The overall hypothesis central to this proposal is that the ability to protect the airway is
dependent upon a continuum of multiple behaviors, including swallowing and cough. Safe,
efficient swallowing prevents material from entering the larynx and lower airway, and
effective cough ejects aspirate or mucus material. Currently, only one end of the continuum,
swallowing, is rigorously assessed in stroke patients. However, ineffective or disordered
cough is indicative of the inability to eject aspirate material or clear mucus and secretions
from the lower airway. Ineffective clearance and subsequent accumulation of material in the
lower airway increases the risk of chest infection. Hence, patients at the greatest risk for
chest infection would not only have disordered swallowing (dysphagia) but also disordered
cough (dystussia), meaning they are more likely to aspirate material and then cannot
effectively eject the aspirate from the airway. There is a high likelihood that swallowing
and cough are simultaneously disordered following stroke. To date, there is a treatment that
targets both swallowing and cough function in stroke patients.

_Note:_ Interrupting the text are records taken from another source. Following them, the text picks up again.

PR #5941, opened 2023-06-26
uefi-dbx: Check only the efi executables from boot menu

hughsie:
Inspired from a patch by Crag Wang <crag.wang@dell.com>, many thanks.

Type of pull request:

- [ ] Code fix
- [ ] Feature
- [ ] Documentation

### DIFF
--- a/plugins/uefi-dbx/fu-uefi-dbx-common.c
+++ b/plugins/uefi-dbx/fu-uefi-dbx-common.c
@@ -29,13 +29,86 @@ fu_uefi_dbx_get_authenticode_hash(const gchar *fn, GError **error)
 	return g_strdup(fu_efi_image_get_checksum(img));
 }
 
+static GPtrArray *
+fu_uefi_dbx_get_basenames_bootxxxx(void)
+{
+	g_autoptr(GPtrArray) files = g_ptr_array_new_with_free_func(g_free);
+
+	/* hardcoded, as we chainload from shim to these */
+	g_ptr_array_add(files, g_strdup_printf("fwupd%s.efi", EFI_MACHINE_TYPE_NAME));
+	g_ptr_array_add(files, g_strdup_printf("grub%s.efi", EFI_MACHINE_TYPE_NAME));
+
+	for (guint i = 0; i <= G_MAXUINT16; i++) {
+		g_autofree gchar *basename = NULL;
+		g_autofree gchar *basename_down = NULL;
+		g_autofree gchar *fullpath = NULL;
+		g_autofree gchar *name = g_strdup_printf("Boot%04X", i);
+		g_autoptr(FuEfiLoadOption) loadopt = NULL;
+		g_autoptr(FuFirmware) dp_buf = NULL;
+		g_autoptr(FuFirmware) dp_file = NULL;
+		g_autoptr(GBytes) blob = NULL;
+		g_autoptr(GError) error_local = NULL;
+
+		/* load EFI load option */
+		blob = fu_efivar_get_data_bytes(FU_EFIVAR_GUID_EFI_GLOBAL, name, NULL, NULL);
+		if (blob == NULL)
+			continue;
+		loadopt = fu_efi_load_option_new();
+		if (!fu_firmware_parse(FU_FIRMWARE(loadopt),
+				       blob,
+				       FWUPD_INSTALL_FLAG_NONE,
+				       &error_local)) {
+			g_warning("failed to parse %s: %s", name, error_local->message);
+			continue;
+		}
+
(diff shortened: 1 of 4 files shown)


plugins/uefi-dbx/fu-uefi-dbx-common.c
```diff
@@ -29,13 +29,86 @@ fu_uefi_dbx_get_authenticode_hash(const gchar *fn, GError **error)
...
 
+static GPtrArray *
+fu_uefi_dbx_get_basenames_bootxxxx(void)
+{
+	g_autoptr(GPtrArray) files = g_ptr_array_new_with_free_func(g_free);
+
+	/* hardcoded, as we chainload from shim/grub to these */
+	g_ptr_array_add(files, g_strdup("fwupdx64.efi"));
+	g_ptr_array_add(files, g_strdup("fwupdaa64.efi"));
+	g_ptr_array_add(files, g_strdup("fwupdia32.efi"));
```
superm1, line 40: we know the arch we're running on via `EFI_MACHINE_TYPE_NAME`, use that to build the string.

hughsie:
Right, also my worry. The current code in main just looks at *everything* and that's never going to miss anything. This code would miss anything being chainloaded-to. I assume shim is also respecting the dbx too.

superm1:
> Right, also my worry. The current code in main just looks at _everything_ and that's never going to miss anything. This code would miss anything being chainloaded-to. I assume shim is also respecting the dbx too.

I say build a heuristic of the "common" stuff that is chainloaded.  By looking at that heuristic and all the `BootXXXX` entries you'll get enough stuff I think to prevent common problems.

hughsie:
> I say build a heuristic of the "common" stuff that is chainloaded

My worry is that it makes something that was very definite now very fuzzy.

hughsie:
> parse grub.cfg

That just gave me the shivers. :)

superm1:
> > parse grub.cfg
> 
> That just gave me the shivers. :)

Of course it could be crazy complex but at the end of the day it's really just look for a line with `chainload` in it and then any strings on that line match against files on the partition.

hughsie:
I can see downsides with this patch -- and not a lot of upsides. Is the bug we're really trying to fix basically "ignore stuff left in the ESP from previous Linux installs"

superm1:
> I can see downsides with this patch -- and not a lot of upsides. Is the bug we're really trying to fix basically "ignore stuff left in the ESP from previous Linux installs"

How about we add a config option to ignore selected files in `/etc/fwupd/daemon.conf`

hughsie:
> How about we add a config option to ignore selected files in /etc/fwupd/daemon.conf

I don't think that helps much; if it's an old no-longer used EFI binary the user is better off just deleting it.

superm1:
OK - then I think the remaining options are either:
1. Offer a config option to enable this PR behavior (only match executables in boot entries and extra special case ones - ignore chainloading)
2. Cancel this PR.

I personally lean on the second.  I think it's safer for anything we can't envision about how executables are used.

hughsie:
> Offer a config option to enable this PR behavior

My trouble with this is -- why would the user **need** to ignore something? I guess it's less scary to set something in a config file than to delete something you don't know.

plugins/uefi-dbx/fu-uefi-dbx-common.c
hughsie: Fixed.

hughsie:
Okay, I think a great solution here is to use --force to "downgrade" the checking. How about this?

plugins/uefi-dbx/fu-uefi-dbx-common.c
```diff
@@ -29,13 +29,85 @@ fu_uefi_dbx_get_authenticode_hash(const gchar *fn, GError **error)
 	return g_strdup(fu_efi_image_get_checksum(img));
 }
 
+static GPtrArray *
+fu_uefi_dbx_get_basenames_bootxxxx(void)
+{
+	g_autoptr(GPtrArray) files = g_ptr_array_new_with_free_func(g_free);
+
+	/* hardcoded, as we chainload from shim/grub to these */
+	g_ptr_array_add(files, g_strdup_printf("fwupd%s.efi", EFI_MACHINE_TYPE_NAME));
```
superm1, line 38: maybe we should also hardcode the grub prefixed ones because shim chainloads too.

superm1 (approved):
I think the new approach makes a lot of sense.

plugins/uefi-dbx/fu-uefi-dbx-common.c
hughsie: good idea, added.

superm1 (approved):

Expiratory muscle strength training (EMST) increases expiratory muscle strength (Baker et
al., 2005) and there is evidence that supports its use to improve both swallow and cough
functions in patients with Parkinson's disease (Troche et al., in press). This cross-system,
device-driven approach to rehabilitating multiple contributors to airway protection deficits
is highly desirable in the stroke population due to the likelihood of the co-occurrence of
both swallow and cough disorders. To date, EMST has not been tested in stroke patients. We
propose that by including cough in the screening, evaluation and treatment processes for
disorders of airway protection, we will be able to better identify and treat patients most at
risk for airway compromise and associated sequelae.